Task prompt →
An identical copy of the data below is needed.

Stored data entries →
PR #1573, opened 2018-09-26
Journal modifications, Routing Journal, RoutingJDAO

kirkeaton:
1) Modified Journal interface to not extend Sink interface
2) Modified Journal interface to make put, remove, and replay context oriented
3) Removed writeComment from JDAO and put it in FileJournal
4) Simplified & cleaned up code


jlhughes (approved):
Looks good.
Do we need to impose any naming restrictions on service 'name' now that it is more important?

kirkeaton:
@jlhughes The only restriction would be to make sure it doesn't include a `.` in the name as it will create issues with the routing.

kgrgreer (commented):
LGTM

Answer space →
PR #1573, opened 2018-09-26
Journal modifications, Routing Journal, RoutingJDAO

kirkeaton:
1) Modified Journal interface to not extend Sink interface
2) Modified Journal interface to make put, remove, and replay context oriented
3) Removed writeComment from JDAO and put it in FileJournal
4) Simplified & cleaned up code


jlhughes (approved):
Looks good.
Do we need to impose any naming restrictions on service 'name' now that it is more important?

kirkeaton:
@jlhughes The only restriction would be to make sure it doesn't include a `.` in the name as it will create issues with the routing.

kgrgreer (commented):
LGTM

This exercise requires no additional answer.